## BRIEF
Please restate word for word, and with nothing added, the lines that run from the one holding "dandiRest, loggedIn as" to the end of the entries below.

Stored data

§ §

PR #965, opened 2021-11-10
Update the route on publish

### LINKED ISSUE #579: DJANGO_API: still highlights released if go to "draft" right after publishing
probably because datetime is still matching a (just) released/published version to prevent "re-publishing"

image

dchiquito:
Previously, when the publish button was pressed, the store was modified
directly to show the newly published dandiset. This meant the route was
not updated, which puts the page in a weird state.

Use the router to navigate to newly published dandisets instead of
modifying the state directly.

Fixes #579

### DIFF
--- a/src/views/DandisetLandingView/DandisetPublish.vue
+++ b/src/views/DandisetLandingView/DandisetPublish.vue
@@ -305,6 +305,7 @@ import moment from 'moment';
 
 import { dandiRest, loggedIn as loggedInFunc, user as userFunc } from '@/rest';
 import store from '@/store';
+import router from '@/router';
 import { User, Version } from '@/types';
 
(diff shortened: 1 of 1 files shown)


src/views/DandisetLandingView/DandisetPublish.vue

§ §

## ANSWER AREA
 import { dandiRest, loggedIn as loggedInFunc, user as userFunc } from '@/rest';
 import store from '@/store';
+import router from '@/router';
 import { User, Version } from '@/types';
 
(diff shortened: 1 of 1 files shown)


src/views/DandisetLandingView/DandisetPublish.vue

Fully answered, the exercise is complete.